_Available data_:

Issue #3512, opened 2022-10-01
[ENH] refactor datatypes mtype related functionality into classes


fkiraly:
There are multiple pieces of metadata and functions such as checkers and converteres floating around in the `datatypes` module.

Currently, these are loose objects, and with recent addition of soft dependency handling I think it has passed the threshold where it would make sense to bundle these in a class.

I think the right design is:

* `BaseObject` descendant
* one class for: mtype checks, metadata
* one class for conversions (from/to) or pair mtype, metadata
* perhaps one class for examples - or should they be with the mtype class?

PR #3551, opened 2022-10-08
[ENH] enforces row index of `pandas.DataFrame` based mtypes to be sorted and unique

fkiraly:
This adds two lines to the checkers for `pandas.DataFrame` based mtypes which enforce row indices to be lexsorted and unique.

### DIFF
--- a/sktime/datatypes/_hierarchical/_check.py
+++ b/sktime/datatypes/_hierarchical/_check.py
@@ -85,7 +85,15 @@ def check_pdmultiindex_hierarchical(obj, return_metadata=False, var_name="obj"):
         msg = f"{var_name} must have a MultiIndex, found {type(obj.index)}"
         return _ret(False, msg, None, return_metadata)
 
-    # check that columns are unique
+    # check that row index is unique
+    msg = f"{var_name} must have unique row indices, but found {obj.index}"
+    assert obj.index.is_unique, msg
+
+    # check that rows are sorted
+    msg = f"{var_name} must have lexsorted row index, but found {obj.index}"
+    assert obj.index.is_monotonic_increasing, msg
+
+    # check that column index is unique
     msg = f"{var_name} must have " f"unique column indices, but found {obj.columns}"
     assert obj.columns.is_unique, msg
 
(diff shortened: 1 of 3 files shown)


fkiraly:
fails since reconcilers seem to produce non-lexsorted indices

patrickzib (changes requested):
Is there no better way than having copies of the same code snippet all over different classes? Eg call some helper function?

fkiraly:
I suppose one could use sth like `pandera`.

The trade-off for sth written here seems to be coupling (via the utility if custom) vs readability of code and independence of the individual checkers.

Ultimately, I would like to refactor the checkers/converters into individual classes https://github.com/sktime/sktime/issues/3512, that is the stage where it would be best to resolve multiplications here.

sktime/datatypes/_hierarchical/_check.py
```diff
@@ -85,9 +85,20 @@ def check_pdmultiindex_hierarchical(obj, return_metadata=False, var_name="obj"):
...
         return _ret(False, msg, None, return_metadata)
 
-    # check that columns are unique
+    # check that row index is unique
+    msg = f"{var_name} must have unique row indices, but found {obj.index}"
+    if not obj.index.is_unique:
+        return _ret(False, msg, None, return_metadata)
+
+    # check that rows are sorted
+    msg = f"{var_name} must have lexsorted row index, but found {obj.index}"
```
GuzalBulatova, line 94: Agree with @patrickzib, but if this will be refactored in #3512 then we can leave the copied code.

fkiraly: yes, I'd leave it to then

GuzalBulatova:
@fkiraly pinging you in case this PR got lost :)

fkiraly:
@GuzalBulatova, it got sort-of lost - I got stuck when I saw some failures from the reconciler returning unsorted columns, according to the check. But, according to the debugger, and manual inspection, the returned indices *did* seem sorted, so I don't quite understand what is going on here.

PR #3553, opened 2022-10-08
[ENH] replace inplace sort by non-inplace sort in `Reconciler`

fkiraly:
Replaces inplace sort by non-inplace sort in `Reconciler` to avoid any inplace related issues (e.g., side effects)


patrickzib (approved):
Looks fine to me

PR #3554, opened 2022-10-08
[ENH] `dask` mtypes - part 1, `Series`

fkiraly:
Adds mtypes for `dask` containers.

First part, adds `Series` (non-hierarchical) mtype to validate the idea and allow estimator prototypes built on top.


fkiraly:
FYI @topher-lo

fkiraly:
really strange - this works locally, on python 3.8 and 3.10 (window), but on remote CI python 3.10, `get_examples` seems to return empty lists of examples.

@topher-lo, any good idea what is going on here?

topher-lo:
I'm almost entirely certain it's just a missing dependency problem. We should add `dask>=2022.6.0` explicitly in optional dependencies.

Screenshot 2022-10-11 183048
Screenshot 2022-10-11 183120

fkiraly:
ah, thanks for the review!!

I made two mistakes that "cancelled each other out" on certain versions:

* forgetting `dask` as a softdependency in the pyproject.toml
* accidentally switching the input check of `dask` with `xarray`

So part of the data type framework would think it could support `dask` types. To determine number of examples, the first element in a numpy array is used, which sorts non-dask string on 3.7-3.9, but dask first in 3.10, which causes the bug.

PR #3557, opened 2022-10-09
[ENH] `numpy` integer support for `ColumnEnsembleForecaster`

fkiraly:
This PR adds support for `numpy` based integer types in `ColumnEnsembleForecaster`, previously this would have broken.

Also changes one of the current tests to cover this case.


GuzalBulatova:
Sorry I missed the requested review. Thank you Franz.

_Assignment_: The line containing "Screenshot 2022-10-11 183120" and all lines after it, through the last line of the data, should be retyped exactly.

_Your solution_:
Screenshot 2022-10-11 183120

fkiraly:
ah, thanks for the review!!

I made two mistakes that "cancelled each other out" on certain versions:

* forgetting `dask` as a softdependency in the pyproject.toml
* accidentally switching the input check of `dask` with `xarray`

So part of the data type framework would think it could support `dask` types. To determine number of examples, the first element in a numpy array is used, which sorts non-dask string on 3.7-3.9, but dask first in 3.10, which causes the bug.

PR #3557, opened 2022-10-09
[ENH] `numpy` integer support for `ColumnEnsembleForecaster`

fkiraly:
This PR adds support for `numpy` based integer types in `ColumnEnsembleForecaster`, previously this would have broken.

Also changes one of the current tests to cover this case.


GuzalBulatova:
Sorry I missed the requested review. Thank you Franz.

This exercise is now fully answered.